Ich habe das jetzt in eine .htaccess datei geschriben und in den ordner kopiert.



> RewriteEngine on
> 
> RewriteRule   ^([^/.]+)/([^/.]+)/([1-9][0-9]*)$   /index.php?open=$1&section=$2&id=$3   [L]
> RewriteRule   ^([^/.]+)/([^/.]+)$                 /index.php?open=$1&section=$2   [L]
> RewriteRule   ^([^/.]+)$                          /index.php?open=$1   [L]



Wenn ich jetzt aber reinschreibe /start/
müsste es eigentlich start.php laden...

Aber ich werde immer zur XAMPP Startseite weitergeleitet!

Muss ich da vl. irgentwo den Pfad wechseln?

Danke!


----------



## Gumbo (26. September 2006)

Die Regelmuster sehen kein Schrägstrich am Ende vor.
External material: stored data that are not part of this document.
PR #5241, opened 2026-06-08
Mobile layout

imsnif:
mobile-web-3
mobile-web-2
mobile-web-1

This adds a new "mobile" plugin, set out to solve the bad UX we get when attaching to a Zellij session through a mobile browser.

The mobile plugin acts as its own "hidden" tab, internally employing a new "shadow focus" mechanism in order to both report which pane the user is actually focused on and to allow the user to focus on different panes.

This allows the plugin to do its own secondary render, rather than relying on the actual pane render, which allows us to support panning (so that the size of the pane won't be locked to the size of the mobile phone if for example we'd like to keep working on the session through a desktop simultaneously), as well as pinch-to-resize and other similar conveniences.

The mobile plugin also includes its own built-in version of the welcome screen / session manager, allowing users to switch between sessions and create new ones.

It's of course also possible to switch-to-desktop and return to the normal experience.


imsnif:
@tlinford - if you can test this on an iphone it'll make my life easier :)

Zykino:
Wow, that sounds like a huge change. Congrat on that! :tada: 

I know quite a few peoples want this kind of feature but for embedded terminal in IDE. Do you think it could be used there as well?
Especially those are real terminal emulator (not browser's tab) and are most of the time in thin landscape instead of mobile's portrait.
Or maybe this add the architecture and another plugin would be more tailored for that purpose?

I'm asking not primary for me as a user of the feature but more because it is a recurring question/need to integrate zellij in IDE's terminal. So I prepare myself for when the question drop next time :)

imsnif:
Good point! This also works as is with a non-browser terminal attach assuming it starts small enough. Both the behavior and the rows/cols "breakpoints" are configurable. I hope this will do the trick?

jjmachan:
this is great!!!! wanted this so badly
thanks for shipping this ❤️ 🙌🏽

PR #5249, opened 2026-06-11
fix(plugins): close session-manager instead of hiding it when switchi…

Kittease:
# What this fixes

When switching to another session (or resurrecting one) from the session-manager, the plugin hid itself instead of closing. The hidden pane stayed alive in the session being left, attached to the tab it was launched from. The next `LaunchOrFocusPlugin` in that session would then focus that stale tab instead of the user's current one — even with `move_to_focused_tab true`.

This is the remaining part of #3834. #5055 fixed the Esc/Ctrl-c paths by replacing `hide_self()` with `close_self()`, but the switch-session paths still called `hide_self()`, so the bug kept reproducing whenever a session switch was performed through the manager (see [this comment](https://github.com/zellij-org/zellij/issues/3834#issuecomment-4254399953) from April reporting the issue still occurs).

# Reproduction

1. Create a session with two tabs, focus tab 1
2. Open the session-manager and press Enter to switch to another session
3. Come back to the first session, focus tab 2
4. Open the session-manager again → focus jumps to tab 1, while the manager pane is moved to tab 2

# Changes

Replace `hide_self()` with `close_self()` on all switch/resurrect paths, mirroring what #5055 did for the Esc/Ctrl-c handlers:

- `main.rs`: the `AttachToSession` and `ResurrectSession` Enter handlers, and the three `SingleScreen` flows (search-and-select, typed name match, layout selection)
- `new_session_info.rs`: the `NewSession` screen's Enter handler (both the with-layout and without-layout branches, plus the trailing dismissal)

The welcome-screen `quit_zellij()` branches are untouched, and the comments guarding the rename-validation early `return`s were updated to match ("don't hide self" → "don't close self").

# Testing

- `cargo fmt --all -- --check` — clean
- `cargo xtask test` — all tests pass
- `cargo xtask ci e2e --build` + `cargo xtask ci e2e --test` — 42/42 e2e cases and 146/146 plugin system tests pass

### DIFF
--- a/CHANGELOG.md
+++ b/CHANGELOG.md
@@ -8,6 +8,7 @@ The format is based on [Keep a Changelog](https://keepachangelog.com/en/1.0.0/)
 * feat: allow tabs to have different sizes if clients aren't focused on the same one (https://github.com/zellij-org/zellij/pull/5133)
 * feat: PWA support for the web client (manifest + icons + iOS meta tags) so the page can be installed as a standalone app (https://github.com/zellij-org/zellij/pull/5184)
 * feat: mobile UI (https://github.com/zellij-org/zellij/pull/5241)
+* fix: close session-manager instead of hiding it when switching sessions (https://github.com/zellij-org/zellij/pull/5249)
 
 ## [0.44.3] - 2026-05-13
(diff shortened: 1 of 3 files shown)


myriadbytes:
Just want to say that I am running into this issue all the time, so I really wish this gets merged eventually !

PR #108, opened 2020-12-16
Add `terraform fmt` as a pre-commit script

richardTowers:
This should help reduce the cycle time if you forget to run terraform
fmt before committing something. At the moment, you'd have to wait for
GitHub Actions to catch your mistake. This way, it will remind you
automatically.

Output looks like this:

```
Terraform fmt.................................................Failed
- hook id: terraform_fmt
- files were modified by this hook

main.tf
```

... after which there will be some unstaged changes to main.tf which you
can stage if you're happy with them.

### DIFF
--- a/.pre-commit-config.yaml
+++ b/.pre-commit-config.yaml
@@ -1,6 +1,11 @@
+---
 repos:
--   repo: git@github.com:Yelp/detect-secrets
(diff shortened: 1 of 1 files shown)


sengi (approved):
Thanks!

PR #110, opened 2020-12-21
Add workspace awareness

rtrinque:
Terraform workspace allow us to run terraform on separated workspaces, this functionality is very basic in that it simply creates a new state for the new workspace. To run the same infrastructure code from separate workspaces then you need to add some segregation logic to your code that will interpolate naming variables from the current workspace.

### DIFF
--- a/terraform/deployments/concourse-iam/main.tf
+++ b/terraform/deployments/concourse-iam/main.tf
@@ -27,7 +27,7 @@ provider "aws" {
 }
 
 resource "aws_iam_role" "govuk_concourse_deployer" {
-  name        = "${terraform.workspace == "default" ? "govuk-concourse-deployer" : "govuk-concourse-deployer-${terraform.workspace}"}"
+  name        = "govuk-concourse-deployer"
   description = "Deploys applications to ECS from Concourse"
 
   assume_role_policy = <<EOF
--- a/terraform/deployments/concourse-iam/main.tf
+++ b/terraform/deployments/concourse-iam/main.tf
@@ -27,7 +27,7 @@ provider "aws" {
 }
 
 resource "aws_iam_role" "govuk_concourse_deployer" {
-  name        = "govuk-concourse-deployer"
+  name        = "govuk-concourse-deployer-${terraform.workspace}"
   description = "Deploys applications to ECS from Concourse"
 
   assume_role_policy = <<EOF
--- a/terraform/deployments/concourse-iam/main.tf
+++ b/terraform/deployments/concourse-iam/main.tf
@@ -27,7 +27,7 @@ provider "aws" {
 }
 
 resource "aws_iam_role" "govuk_concourse_deployer" {
-  name        = "govuk-concourse-deployer-${terraform.workspace}"
+  name        = "${terraform.workspace == "default" ? "govuk-concourse-deployer" : "govuk-concourse-deployer-${terraform.workspace}"}"
   description = "Deploys applications to ECS from Concourse"
 
   assume_role_policy = <<EOF
--- a/terraform/deployments/govuk-test/certificates.tf
+++ b/terraform/deployments/govuk-test/certificates.tf
@@ -12,12 +12,6 @@ resource "aws_route53_record" "workspace_public_zone_ns" {
   ttl     = "30"
 
   records = aws_route53_zone.workspace_public.name_servers
-  # [
-  #   aws_route53_zone.external_zone.name_servers.0,
-  #   aws_route53_zone.external_zone.name_servers.1,
-  #   aws_route53_zone.external_zone.name_servers.2,
-  #   aws_route53_zone.external_zone.name_servers.3,
-  # ]
 }
 
 resource "aws_acm_certificate" "workspace_public" {
--- a/terraform/deployments/govuk-test/certificates.tf
+++ b/terraform/deployments/govuk-test/certificates.tf
@@ -1,0 +1,69 @@
+# TODO: Use ecs as default workspace
+# TODO: DNS Delegation from default zone
+data "aws_route53_zone" "root_public" {
+  # Created in govuk-aws
+  name = "${var.govuk_environment}.${var.public_domain}" # test.govuk.digital
+}
+
+resource "aws_route53_record" "workspace_public_zone_ns" {
+  zone_id = data.aws_route53_zone.root_public.zone_id
+  name    = local.public_lb_domain_name
+  type    = "NS"
+  ttl     = "30"
+
+  records = aws_route53_zone.workspace_public.name_servers
+  # [
+  #   aws_route53_zone.external_zone.name_servers.0,
+  #   aws_route53_zone.external_zone.name_servers.1,
+  #   aws_route53_zone.external_zone.name_servers.2,
+  #   aws_route53_zone.external_zone.name_servers.3,
+  # ]
+}
+
+resource "aws_acm_certificate" "workspace_public" {
+  domain_name       = "*.${local.public_lb_domain_name}"
+  validation_method = "DNS"
+
+  lifecycle {
+    create_before_destroy = true
+  }
+}
+
+resource "aws_route53_zone" "workspace_public" {
+  name = local.public_lb_domain_name # plouf.test.govuk.digital
+}
+
+resource "aws_route53_zone" "internal_public" {
+  name = local.internal_domain_name # plouf.test.govuk-internal.digital
+}
+
+resource "aws_route53_zone" "internal_private" {
+  name = local.internal_domain_name # plouf.test.govuk-internal.digital
+
+  vpc {
+    vpc_id = data.terraform_remote_state.infra_networking.outputs.vpc_id
+  }
+
+}
+
+resource "aws_route53_record" "workspace_public" {
+  for_each = {
+    for dvo in aws_acm_certificate.workspace_public.domain_validation_options : dvo.domain_name => {
+      name   = dvo.resource_record_name
+      record = dvo.resource_record_value
+      type   = dvo.resource_record_type
+    }
+  }
+
+  allow_overwrite = true
+  name            = each.value.name
+  records         = [each.value.record]
+  ttl             = 60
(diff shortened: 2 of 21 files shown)


terraform/deployments/concourse-iam/main.tf
```diff
@@ -27,7 +27,7 @@ provider "aws" {
 }
 
 resource "aws_iam_role" "govuk_concourse_deployer" {
-  name        = "govuk-concourse-deployer"
+  name        = "govuk-concourse-deployer-${terraform.workspace}"
```
bilbof, line 30: 👍 we'll also need to change `govuk-concourse-deployer` in the Concourse pipelines to point at the default workspace.

terraform/deployments/govuk-test/certificates.tf
```diff
@@ -0,0 +1,69 @@
...
+  ttl     = "30"
+
+  records = aws_route53_zone.workspace_public.name_servers
+  # [
+  #   aws_route53_zone.external_zone.name_servers.0,
+  #   aws_route53_zone.external_zone.name_servers.1,
+  #   aws_route53_zone.external_zone.name_servers.2,
+  #   aws_route53_zone.external_zone.name_servers.3,
+  # ]
+}
```
bilbof, line 21: Can we delete these lines?

terraform/deployments/govuk-test/main.tf
```diff
@@ -42,18 +42,29 @@ data "terraform_remote_state" "infra_security_groups" {
   }
 }
 
+locals {
+  internal_domain_name  = "${terraform.workspace == "default" ? var.internal_domain_name : "${terraform.workspace}.${var.internal_domain_name}"}" #plouf.test.govuk-internal.digital
+  public_lb_subdomain   = "${terraform.workspace == "default" ? var.govuk_environment : "${terraform.workspace}.${var.govuk_environment}"}"       #plouf.test
+  public_lb_domain_name = "${local.public_lb_subdomain}.${var.public_domain}"                                                                     #plouf.test.govuk.digital
+  mesh_domain           = "${var.mesh_subdomain}.${local.internal_domain_name}"                                                                   #mesh.plouf.govuk-internal.digital
+  mesh_name             = "${terraform.workspace == "default" ? var.mesh_name : "${var.mesh_name}-${terraform.workspace}"}"                       #govuk-plouf
+  ecs_cluster_name      = "${terraform.workspace == "default" ? var.ecs_cluster_name : "${var.ecs_cluster_name}-${terraform.workspace}"}"         #govuk-plouf
```
bilbof, line 51: I think we plan to use `ecs` as the default workspace name. Did you want to make that change in a subsequent PR?

terraform/modules/app/main.tf
```diff
@@ -15,6 +15,7 @@ locals {
   subdomain               = var.service_name
   container_services      = "${length(var.custom_container_services) == 0 ? [{ container_service = "${local.subdomain}", port = 80, protocol = "http" }] : var.custom_container_services}"
   service_security_groups = concat([aws_security_group.service.id], var.extra_security_groups)
+  security_group_name     = "${terraform.workspace == "default" ? var.service_name : "${var.service_name}-${terraform.workspace}"}"
```
bilbof, line 18: I think it would be clearer to pass in the security group `name` to the module, then this module doesn't need to know about the workspaces.

```
security_group_name = aws_security_group.publisher.name
```

terraform/modules/apps/publisher/main.tf
```diff
@@ -61,15 +61,15 @@ data "aws_acm_certificate" "public_lb_alternate" {
 }
 
 resource "aws_lb" "public" {
-  name               = "fargate-public-${var.service_name}"
+  name               = "${var.service_name}-${terraform.workspace}"
```
bilbof, line 64: I wonder if perhaps in the `govuk` module we could pass in an argument called `workspace_service_name`. It might be nicer to use this variable rather than creating `"${var.service_name}-${terraform.workspace}"` in a few different places.

bilbof (commented):
Nice work! I've added a few comments in line which would be good to address

terraform/deployments/concourse-iam/main.tf
rtrinque: Or we can use an interpolation to avoid changing the name of the role for default?

terraform/deployments/govuk-test/certificates.tf
rtrinque: Commented out lines removed

terraform/deployments/govuk-test/main.tf
rtrinque: Ok, named changed to ecs

terraform/modules/app/main.tf
rtrinque: I'm not sure about this one, the good thing with having the interpolation in the module is that this way we don't have to put it in every new apps we will write in the future.

terraform/deployments/concourse-iam/main.tf
```diff
@@ -27,7 +27,7 @@ provider "aws" {
 }
 
 resource "aws_iam_role" "govuk_concourse_deployer" {
-  name        = "govuk-concourse-deployer"
+  name        = "${terraform.workspace == "default" ? "govuk-concourse-deployer" : "govuk-concourse-deployer-${terraform.workspace}"}"
```
richardTowers, line 30: I don't think this one is needed - the `concourse-iam` deployment is separate to the rest of govuk. It's just here to give the concourse worker permission to run the terraform. I don't think that needs to be workspace aware.

terraform/deployments/govuk-test/main.tf
```diff
@@ -42,18 +42,29 @@ data "terraform_remote_state" "infra_security_groups" {
   }
 }
 
+locals {
+  internal_domain_name  = "${terraform.workspace == "default" ? var.internal_domain_name : "${terraform.workspace}.${var.internal_domain_name}"}" #plouf.test.govuk-internal.digital
+  public_lb_subdomain   = "${terraform.workspace == "default" ? var.govuk_environment : "${terraform.workspace}.${var.govuk_environment}"}"       #plouf.test
+  public_lb_domain_name = "${local.public_lb_subdomain}.${var.public_domain}"                                                                     #plouf.test.govuk.digital
+  mesh_domain           = "${var.mesh_subdomain}.${local.internal_domain_name}"                                                                   #mesh.plouf.govuk-internal.digital
```
richardTowers, line 49:
```suggestion
  mesh_domain           = "${var.mesh_subdomain}.${local.internal_domain_name}"                                                                   #mesh.plouf.test.govuk-internal.digital
```

terraform/deployments/concourse-iam/main.tf
rtrinque: Fixed

terraform/deployments/variables/test/infrastructure.tfvars
```diff
@@ -5,6 +5,8 @@ ecs_default_capacity_provider = "FARGATE_SPOT"
 #--------------------------------------------------------------
 
 # TODO: Could this be named more clearly?
```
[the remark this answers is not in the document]
rtrinque: Fixed

terraform/deployments/concourse-iam/main.tf
rtrinque: as Richard pointed out, this probably doesn't need to be workspace aware, reverted to its original value

terraform/deployments/govuk-test/main.tf
```diff
@@ -42,18 +42,29 @@ data "terraform_remote_state" "infra_security_groups" {
   }
 }
 
+locals {
+  internal_domain_name  = "${terraform.workspace == "default" ? var.internal_domain_name : "${terraform.workspace}.${var.internal_domain_name}"}" #plouf.test.govuk-internal.digital
+  public_lb_subdomain   = "${terraform.workspace == "default" ? var.govuk_environment : "${terraform.workspace}.${var.govuk_environment}"}"       #plouf.test
+  public_lb_domain_name = "${local.public_lb_subdomain}.${var.public_domain}"                                                                     #plouf.test.govuk.digital
+  mesh_domain           = "${var.mesh_subdomain}.${local.internal_domain_name}"                                                                   #mesh.plouf.test.govuk-internal.digital
+  mesh_name             = "${terraform.workspace == "default" ? var.mesh_name : "${var.mesh_name}-${terraform.workspace}"}"                       #govuk-plouf
+  ecs_cluster_name      = "${terraform.workspace == "default" ? var.ecs_cluster_name : "${var.ecs_cluster_name}-${terraform.workspace}"}"         #ecs-plouf
```
bilbof, line 51: The comments are a bit confusing here since they use "govuk", "plouf", and "ecs".

The "plouf" references throughout might be confusing too, but we can change those to `ecs` or remove them in another commit.

terraform/deployments/variables/test/common.tfvars
```diff
@@ -3,5 +3,7 @@
 #--------------------------------------------------------------
 
 # TODO: When it becomes possible, pull these from Terraform "data" type
-mesh_domain = "mesh.govuk-internal.digital"
-mesh_name   = "govuk"
+mesh_subdomain   = "mesh"
+mesh_domain      = "mesh.govuk-internal.digital"
+mesh_name        = "govuk"
+ecs_cluster_name = "ecs"
```
bilbof, line 9: What was the intent behind giving the cluster a prefix? Is it so we can define other clusters without having name clashes?

terraform/modules/apps/signon/main.tf
```diff
@@ -7,6 +7,10 @@ terraform {
   }
 }
 
+locals {
+  workspace_suffix = "${terraform.workspace == "default" ? "govuk" : "${terraform.workspace}"}"
```
bilbof, line 11: I think we should change the default workspace to `ecs` here

bilbof (approved):
Nice work 👏 

There are some small parts to change, but it would be great to merge this and follow up on those later.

Probier’s einfach mal ohne Schrägstrich am Ende.


----------



## putzi (26. September 2006)

SO:
http://127.0.0.1/uttx/feuerwehr/start

funktioniert es auch nicht.


die htacces datei liegt im ordner feuerwehr!

Die Homepage ist ja so aufgebaut, dass die "index.php" Datei folgendes included:

$_GET['open']

muss ich DAS eventuell umschreiben, oder passt das so?


----------



## Gumbo (26. September 2006)

putzi hat gesagt.:
			
		

> […] die htacces datei liegt im ordner feuerwehr!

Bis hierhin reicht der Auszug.